The astute reader might have noticed I didn't bother to mention
comparison and logical operations. They are, of course pretty much
required for control structures to function, but they are also
trivially implemented. Something we don't have — and can't
have, with the current implementation — is a way to perform
jumps. That's because the variable code_pointer is
local to makeWord(). Can you think of a better place?
function makeWord(code) {
return function (terp) {
var old_pointer = terp.code_pointer;
terp.code_pointer = 0;
while (terp.code_pointer < code.length) {
terp.interpret(code[terp.code_pointer]);
terp.code_pointer ++;
}
terp.code_pointer = old_pointer;
};
}
Now the code pointer lives in the interpreter, it's trivial to
implement the traditional continue, as a word that
sets it to Infinity. Throw in an extra flag, and you
can have break as well. But wait, there's a trick to
them. You can't just call them as you would in Javascript
(condition [ break ] iftrue) because it would just
leave the innermost list. Not exactly useful. What you need is a
conditional version of each, that checks the value on top of the
stack first. Let's call them ?break and ?continue.

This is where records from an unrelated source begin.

PR #1857, opened 2017-11-05
chore(init/algebra/group): use a user attr for transport to additive

digama0:
This makes it easier to transport more theorems after the original set in this file, without having to restate the map all over again.

### DIFF
--- a/library/init/algebra/group.lean
+++ b/library/init/algebra/group.lean
@@ -12,155 +12,7 @@ set_option default_priority 100
 
 set_option old_structure_cmd true
 
-universe u
-variables {α : Type u}
-
-class semigroup (α : Type u) extends has_mul α :=
-(mul_assoc : ∀ a b c : α, a * b * c = a * (b * c))
-
-class comm_semigroup (α : Type u) extends semigroup α :=
-(mul_comm : ∀ a b : α, a * b = b * a)
-
-class left_cancel_semigroup (α : Type u) extends semigroup α :=
-(mul_left_cancel : ∀ a b c : α, a * b = a * c → b = c)
-
-class right_cancel_semigroup (α : Type u) extends semigroup α :=
-(mul_right_cancel : ∀ a b c : α, a * b = c * b → a = c)
-
-class monoid (α : Type u) extends semigroup α, has_one α :=
-(one_mul : ∀ a : α, 1 * a = a) (mul_one : ∀ a : α, a * 1 = a)
-
-class comm_monoid (α : Type u) extends monoid α, comm_semigroup α
-
-class group (α : Type u) extends monoid α, has_inv α :=
-(mul_left_inv : ∀ a : α, a⁻¹ * a = 1)
-
-class comm_group (α : Type u) extends group α, comm_monoid α
-
-@[simp] lemma mul_assoc [semigroup α] : ∀ a b c : α, a * b * c = a * (b * c) :=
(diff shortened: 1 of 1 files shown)


library/init/algebra/group.lean
```diff
@@ -12,302 +12,312 @@ set_option default_priority 100
...
+meta def to_additive_attr : user_attribute (name_map name) name :=
+{ name      := `to_additive,
+  descr     := "Transport multiplicative to additive",
+  cache_cfg := ⟨λ ns, ns.mfoldl (λ dict n, do
+    val ← to_additive_attr.get_param n,
+    pure $ dict.insert n val) mk_name_map, []⟩,
+  parser    := lean.parser.ident,
+  after_set := some $ λ src _ _, do
+    env ← get_env,
+    dict ← to_additive_attr.get_cache,
```
digama0, line 56: It would have been nice to have a `set_cache` function here, rather than having to rebuild the entire name map from scratch on every new theorem. Is this possible in the current architecture (that is, is possible for the user data of a user attr to be read/write rather than just derived from the list of declarations with the attribute)?

Kha: That sounds like a weird API to me. The cache is supposed to transparently memoize the output of the caching function, explicitly setting it breaks that model. Or are you thinking of it as an "unsafe" "Trust me on this, I know what I'm doing" operation?
In any case, I would be surprised if it had a measurable performance impact for this use case.

digama0: Hm, in this case it's still pure-functional, but it's hard to tell that it is because the data is coming from tactics. I think it should just be treated as an "unsafe" function, as you say. I agree that this probably won't be a considerable performance impact, it's a minor thing, but if I understand correctly the current implementation is O(n^2 log n) over n definitions, where it could be O(n log n).

library/init/algebra/group.lean
```diff
@@ -55,8 +55,13 @@ meta def to_additive_attr : user_attribute (name_map name) name :=
     env ← get_env,
     dict ← to_additive_attr.get_cache,
     tgt ← to_additive_attr.get_param src,
-    (get_decl tgt >> skip) <|>
-      transport_with_dict dict src tgt }
+    let tgt' := match tgt, src with
+    | name.mk_string _ (name.mk_string _ _), _ := tgt
+    | _, name.mk_string _ pfx := tgt.update_prefix pfx
+    | _, _ := tgt
+    end,
```
digama0: It would be nice if there was a version of `resolve_constant` that worked on names that don't exist, or a way to get the current namespace prefix at the location of the containing top-level command. There are still a lot of things that the `def` command does that are not accessible to tactics (parameters and variables too).

This commit also suggests the usage of `_root_` to disable namespace resolution. How feasible would it be to have `def` support this as well? People have asked before about how to declare things outside the current namespace, and this seems like a nice workaround.

digama0: I undid this commit because it doesn't work without also adding the prefix management to the caching part, and I don't want to mix up parsing with the translation map. The best place to do the prefix management would be in a "before_set" handler that has time to preprocess the inputs before storing them in the definition, but this isn't available at the moment. I think I will add either a user command or a second user_attribute for handling this, but that part need not be done in the lean repo.

leodemoura:
It will not be merged since `transport_multiplicative_to_additive` will be deleted in the future.

PR #1858, opened 2017-11-05
refactor(init/meta/interactive): factor out replace_at from simp_core_aux

digama0:
The `replace_at` function is independently useful, this just moves the majority of the logic for `simp_core_aux` into a function that doesn't use simp


spl:
Note that, in the diff, the definition is named `replace_at`, whereas you otherwise refer to `rewrite_at`, in case you meant to use a different name than you did.

leodemoura:
It will not be merged, refactoring was not requested by developers.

Add a looping construct that minds the aforementioned flag and
you're good to go.
var ControlWords = {
...
"?CONTINUE": function (terp) {
if (terp.stack.length < 1) throw "Not enough items on stack";
var cond = terp.stack.pop();
if (cond) terp.code_pointer = Infinity;
},
"?BREAK": function (terp) {
if (terp.stack.length < 1) throw "Not enough items on stack";
var cond = terp.stack.pop();
if (cond) {
terp.code_pointer = Infinity;
terp.break_state = true;
}
},
"LOOP": function (terp) {
if (terp.stack.length < 1) throw "Not enough items on stack";
var code = terp.stack.pop();
if (code.constructor != Array) throw "List expected";
var code_word = makeWord(code);
var old_break_state = terp.break_state;
terp.break_state = false;
do { code_word(terp); } while (!terp.break_state);
terp.break_state = old_break_state;
}
}
With these you can simulate any conditional loop. For example:
1 [ dup 3 > ?break dup print 1 + ] loop
A little cryptic, perhaps, but it works. Feel free to choose betters-sounding words.
There are many more possibilities, but I'm running out of easily explained techniques. Let's call it a day. In Part 5 we're going to try and draw some conclusions, as well as outline future directions.